Le Figaro Economie. - Qu'est-ce que vous pensez raisonnablement pouvoir obtenir alors que les autres confédérations ne vous suivent pas ?

– « Les réponses crispées de nos interlocuteurs syndicaux viennent principalement de notre appréciation du débat sur la représentativité syndicale. Dans un certain nombre de départements ou d'entreprises il n'y a pas que des échos négatifs chez les militants d'autres syndicats. Je ne sais pas si c'est suffisamment fort pour faire réfléchir les confédérations mais le décalage qui existe entre les pratiques unitaires dans les entreprises, voire dans les branches dans les moments importants et la réalité des relations des confédérations est aussi quelque chose sur laquelle il faut réfléchir.

Pourquoi sur un enjeu aussi important que celui de la réduction du temps de travail, ne pourrions-nous pas privilégier la volonté commune de permettre aux salariés de peser dans le débat en tenant compte du fait qu'il reste entre nous des différences d'appréciation sur les modifications à apporter au projet de loi ? Notre objectif, c'est de savoir manier intelligemment nos convergences.

Il faut peser sur ce débat pour améliorer la loi et pour cela il est vital de ne pas céder un pouce de terrain face à l'offensive lancée par le Medef avec son rassemblement du 4 octobre.
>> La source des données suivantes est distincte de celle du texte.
PR #1004, opened 2026-08-11
feat: Add HTTPX-based HTTP client

vdusek:
Adds `HttpxHttpClient` / `HttpxHttpClientAsync` as built-in alternatives to the default Impit transport, behind an optional extra: `pip install "apify-client[httpx]"`. Impit stays the default.

The transport is [HTTPX2](https://github.com/pydantic/httpx2), Pydantic's maintained continuation of HTTPX (stable HTTPX has been parked at 0.28.1 since Dec 2024). The module imports it as `httpx`, so the client keeps the plain `Httpx*` naming. It verifies TLS via the OS trust store (`truststore`) rather than `certifi`.

The adapters plug into the shared request pipeline from #1022 and implement only the transport hooks (`send_request`, `is_retryable_transport_error`, `is_timeout_error`, `close()` / `aclose()`), applying the same retry policy as Impit: every error from the library's own hierarchy is transient except the permanently-failing types. A response event hook keeps the shared cookie jar from leaking server cookies into later API requests. Unit tests run the built-in client matrix (Impit + HTTPX) through the parametrized fixtures.

Note that HTTPX applies timeouts per socket operation, not to the request as a whole, so a slowly-arriving body can outlast the requested timeout. Impit enforces a whole-request deadline. Both class docstrings record this.

Stack: #1022 (merged) → **#1004 (this)** → #1013 (docs — its `apify-client[httpx]` install lines now match; only the `conda-forge::httpx` line still points at the stale package instead of `httpx2`).

*✍️ Drafted by Claude Code*

### DIFF
--- a/src/apify_client/http_clients/__init__.py
+++ b/src/apify_client/http_clients/__init__.py
@@ -5,23 +5,23 @@ from apify_client.http_clients._impit import ImpitHttpClient, ImpitHttpClientAsy
 
 _install_import_hook(__name__)
 
-# `httpx2` is an optional extra, so it's wrapped in try_import. Accessing the HTTPX2 clients
+# `httpx2` is an optional extra, so it's wrapped in try_import. Accessing the HTTPX clients
 # without the extra installed raises a clear ImportError instead of failing at package import time.
 with _try_import(
     __name__,
-    'Httpx2HttpClient',
-    'Httpx2HttpClientAsync',
+    'HttpxHttpClient',
+    'HttpxHttpClientAsync',
     dependency_name='httpx2',
-) as _httpx2_import:
-    from apify_client.http_clients._httpx2 import Httpx2HttpClient, Httpx2HttpClientAsync
+) as _httpx_import:
+    from apify_client.http_clients._httpx import HttpxHttpClient, HttpxHttpClientAsync
 
-if _httpx2_import.available:
+if _httpx_import.available:
     __all__ = [
         'HttpClient',
         'HttpClientAsync',
         'HttpResponse',
-        'Httpx2HttpClient',
-        'Httpx2HttpClientAsync',
+        'HttpxHttpClient',
+        'HttpxHttpClientAsync',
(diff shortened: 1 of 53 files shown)


src/apify_client/http_clients/__init__.py
```diff
@@ -1,10 +1,36 @@
...
+# import time.
+with _try_import(
+    __name__,
+    'HttpxHttpClient',
+    'HttpxHttpClientAsync',
+    dependency_name='httpx2',
+) as _httpx_import:
+    from apify_client.http_clients._httpx import HttpxHttpClient, HttpxHttpClientAsync
+
+if _httpx_import.available:
```
Pijukatel, line 27: Maybe share the default and only extend. Less duplication and it is clear from first look what is the optional

```
__all__ = ...

if _httpx_import.available:
    __all__.extend(...)
```

tests/integration/conftest.py
```diff
@@ -104,23 +106,17 @@ def test_kvs_of_another_user(api_token_2: str) -> Generator[KvsFixture]:
...
-# ============================================================================
-# Function-scoped fixtures (created for each test)
-# ============================================================================
-
-
-@pytest.fixture
-def apify_client(api_token: str) -> ApifyClient:
-    """Sync Apify client instance."""
-    api_url = os.getenv(API_URL_ENV_VAR) or DEFAULT_API_URL
-    return ApifyClient(api_token, api_url=api_url)
```
Pijukatel, line 116: Small concern. The default most common constructor will no longer be well covered by the integration tests.

`ApifyClient(api_token, api_url=api_url)`
`ApifyClientAsync(api_token, api_url=api_url)`

Pijukatel (approved):
Two minor comments

tests/integration/conftest.py
vdusek: I added a new test (in case I understand your concern correctly)

Pijukatel (approved):

PR #1006, opened 2026-08-12
fix: Unify the request pipeline and retry policy across HTTP clients

vdusek:
Moves `call`, the retry loop, and the per-attempt request handling from `ImpitHttpClient` into `HttpClient` and `HttpClientAsync`, leaving Impit as a thin adapter over the transport hooks: `send_request`, `is_retryable_transport_error`, `is_timeout_error`, and `close()` / `aclose()` plus context managers. A custom client that overrides `call` keeps working unchanged and opts out of the shared pipeline.

The same pass fixes:

- Transport errors a retry cannot fix (`UnsupportedProtocol`, `LocalProtocolError`, `TooManyRedirects`) fail on the first attempt instead of burning the whole backoff. Everything else in the `impit.HTTPError` tree stays retryable, including a bare `HTTPError` from a body that ends mid-chunk and a `ProxyError` from a proxy answering CONNECT with a transient status.
- A failure while reading a streamed error response is classified and retried like a send failure, and the response is closed instead of being left open.
- `HttpResponse` comes from `typing_extensions`, whose runtime protocol check looks attributes up statically, so `isinstance(response, HttpResponse)` no longer buffers or rejects an unread streaming body.
- `try_import` only substitutes failed imports for the optional dependency it names, so an `ImportError` from the importing module or another dependency is no longer masked, and `__all__` omits what a missing extra never provided.

Split out of #1004, which adds the built-in HTTPX client on top of this contract.

*✍️ Drafted by Claude Code*

### DIFF
--- a/.rules.md
+++ b/.rules.md
@@ -60,7 +60,8 @@ Docstrings are written on sync clients and **automatically copied** to async cli
 
 ### HTTP Client Abstraction
 
-- `HttpClient`/`HttpClientAsync` — abstract base classes in `_http_clients/_base.py`
+- `HttpClient`/`HttpClientAsync` — base classes in `http_clients/_base.py` holding the shared request pipeline (retries,
+  timeouts, API errors); transports implement the `send_request`, error-classification, and lifecycle hooks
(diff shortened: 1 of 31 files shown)


vdusek:
This will be split into several smaller PRs

PR #1011, opened 2026-08-17
feat: Unify the request pipeline across HTTP clients

vdusek:
Moves `call`, the retry loop, and the per-attempt request handling from `ImpitHttpClient` and `ImpitHttpClientAsync` into `HttpClient` and `HttpClientAsync`, leaving Impit as a thin adapter over the transport hooks: `send_request`, `is_retryable_transport_error`, `is_timeout_error`, and `close()` / `aclose()` plus context managers. A custom client that overrides `call` keeps working unchanged and opts out of the shared pipeline. `StreamedLog` classifies timeouts through the transport-neutral `is_timeout_error` hook instead of importing Impit.

No behavior change for the built-in clients: retry classification stays exactly as on master (every `impit.HTTPError` is transient). The classification fixes follow in #1012.

Split out of #1006.

*✍️ Drafted by Claude Code*

### DIFF
--- a/.rules.md
+++ b/.rules.md
@@ -60,7 +60,8 @@ Docstrings are written on sync clients and **automatically copied** to async cli
 
 ### HTTP Client Abstraction
 
-- `HttpClient`/`HttpClientAsync` — abstract base classes in `_http_clients/_base.py`
+- `HttpClient`/`HttpClientAsync` — base classes in `http_clients/_base.py` holding the shared request pipeline (retries,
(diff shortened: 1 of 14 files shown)


vdusek:
Superseded by #1022 — the same pipeline unification rebased onto current master (which already carries the retry-classification fixes from #1019/#1020) and squashed into a single commit.

*✍️ Drafted by Claude Code*

PR #1012, opened 2026-08-17
fix: Fail fast on permanent transport errors and retry streamed error-read failures

vdusek:
- Transport errors a retry cannot fix (`UnsupportedProtocol`, `LocalProtocolError`, `TooManyRedirects`) fail on the first attempt instead of burning the whole backoff. Everything else in the `impit.HTTPError` tree stays retryable, including a bare `HTTPError` from a body that ends mid-chunk and a `ProxyError` from a proxy answering CONNECT with a transient status.
- A failure while reading a streamed error response is classified and retried like a send failure, and the response is closed instead of being left open.

Split out of #1006. Stacked on #1011.

*✍️ Drafted by Claude Code*

### DIFF
--- a/.rules.md
+++ b/.rules.md
@@ -60,7 +60,8 @@ Docstrings are written on sync clients and **automatically copied** to async cli
 
 ### HTTP Client Abstraction
 
-- `HttpClient`/`HttpClientAsync` — abstract base classes in `_http_clients/_base.py`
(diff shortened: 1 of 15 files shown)


vdusek:
Closing — this content already landed on master directly: #1019 (fail fast on permanent transport errors), #1020 (classify and retry streamed error-read failures), and #1021 (drop the unused retry helper). The pipeline unification continues in #1022, which preserves that behavior.

*✍️ Drafted by Claude Code*

PR #1020, opened 2026-08-18
fix: Classify and retry failures while reading a streamed error body

vdusek:
Before raising `ApifyApiError`, `_make_request` buffers the response so a streamed error body reaches the exception. That read sat outside the `try` block that classifies an attempt, so a failure there escaped the retry policy entirely: a non-retryable failure was retried through the whole backoff, and the response was left open.

The read now goes through the same classification as a failed send — retried when it is a transient transport failure, surfaced immediately when it is not — and the response is closed before the exception propagates.

Split out of #1006 and re-targeted at `master`, so the retry fixes can ship in a patch release ahead of the pipeline refactor in #1011.

*✍️ Drafted by Claude Code*

### DIFF
--- a/src/apify_client/http_clients/_impit.py
+++ b/src/apify_client/http_clients/_impit.py
@@ -4,6 +4,7 @@ import asyncio
 import logging
 import random
 import time
+from contextlib import suppress
 from datetime import timedelta
 from http import HTTPStatus
 from typing import TYPE_CHECKING, Any, TypeVar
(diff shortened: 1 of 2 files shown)


src/apify_client/http_clients/_impit.py
```diff
@@ -232,9 +240,7 @@ def _make_request(
 
         except Exception as exc:
             logger.debug('Request threw exception', exc_info=exc)
-            if not _is_retryable_error(exc):
-                logger.debug('Exception is not retryable', exc_info=exc)
-                stop_retrying()
+            _stop_retrying_if_permanent(exc, stop_retrying=stop_retrying)
```
Pijukatel: Passing a fixture that controls that scoped variable... It works, but to me, it does not seem very readable.

Pijukatel (approved):

src/apify_client/http_clients/_impit.py
vdusek: ok, let's inline it

PR #1022, opened 2026-08-18
feat: Unify the request pipeline across HTTP clients

vdusek:
Moves `call`, the retry loop, and the per-attempt request handling from `ImpitHttpClient` and `ImpitHttpClientAsync` into `HttpClient` and `HttpClientAsync`, leaving Impit as a thin adapter over the transport hooks: `send_request`, `is_retryable_transport_error`, `is_timeout_error`, and `close()` / `aclose()` plus context managers. A custom client that overrides `call` keeps working unchanged and opts out of the shared pipeline. `StreamedLog` classifies timeouts through the transport-neutral `is_timeout_error` hook instead of importing Impit.

No behavior change for the built-in clients: the retry policy shipped in #1019 (permanent transport errors fail fast) and #1020 (a failed read of a streamed error body is classified like a failed send and the response is closed) is preserved — the classification now lives in the `is_retryable_transport_error` hook, and the error-body read handling in the shared pipeline.

Supersedes #1011, rebased onto current master and squashed. Originally split out of #1006.

Stack: **#1022 (this)** → #1004 (HTTPX client) → #1013 (docs).

*✍️ Drafted by Claude Code*

### DIFF
--- a/src/apify_client/http_clients/_base.py
+++ b/src/apify_client/http_clients/_base.py
@@ -1,13 +1,17 @@
 from __future__ import annotations
 
+import asyncio
 import json as jsonlib
 import logging
 import os
+import random
 import sys
-from abc import ABC, abstractmethod
+import time
+from contextlib import suppress
 from datetime import UTC, datetime, timedelta
+from http import HTTPStatus
 from importlib import metadata
-from typing import TYPE_CHECKING, Any
+from typing import TYPE_CHECKING, Any, TypeVar
 from urllib.parse import urlencode
 
 # `Protocol` comes from `typing_extensions`, not `typing`, because its runtime `isinstance` check looks attributes
@@ -25,17 +29,22 @@ from apify_client._consts import (
     MIN_COMPRESSION_SIZE,
 )
 from apify_client._docs import docs_group
-from apify_client._logging import LoggerOnce, logger_name
+from apify_client._logging import LoggerOnce, log_context, logger_name
 from apify_client._statistics import ClientStatistics
 from apify_client._utils.http import is_compressible_content_type
 from apify_client._utils.time import to_seconds
+from apify_client.errors import ApifyApiError
 from apify_client.http_compressors._gzip import GzipHttpCompressor
 
 if TYPE_CHECKING:
-    from collections.abc import AsyncIterator, Iterator, Mapping
+    from collections.abc import AsyncIterator, Awaitable, Callable, Iterator, Mapping
+    from types import TracebackType
+    from typing import Self
 
     from apify_client.http_compressors._base import HttpCompressor
     from apify_client.types import JsonSerializable, Timeout
+
+T = TypeVar('T')
 
 logger = logging.getLogger(logger_name)
 logger_once = LoggerOnce(logger)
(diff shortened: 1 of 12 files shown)


src/apify_client/http_clients/_base.py
```diff
@@ -211,6 +236,24 @@ def _parse_params(params: dict[str, Any] | None) -> dict[str, Any] | None:
 
         return parsed_params
 
+    @staticmethod
+    def _is_body_worth_compressing(data: str | bytes | bytearray | None) -> bool:
+        """Whether this body clears the size threshold `_prepare_request_call` compresses at, cheaply.
```
Pijukatel: I had to read the first sentence several times, and I am still not sure I understand it correctly. Please rephrase it.

src/apify_client/http_clients/_base.py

Le contenu de la loi, l'ambiance générale des processus de négociation qui vont continuer dans les entreprises et dans le secteur public vont dépendre de la rapidité et de la qualité de la réaction des salariés et du mouvement syndical. C'est pourquoi notre commission exécutive réunie hier pose publiquement et concrètement la question : le 4 octobre, ne faut-il pas que les salariés soient présents dans l'unité et dans toute la France pour affirmer leurs exigences, leurs revendications.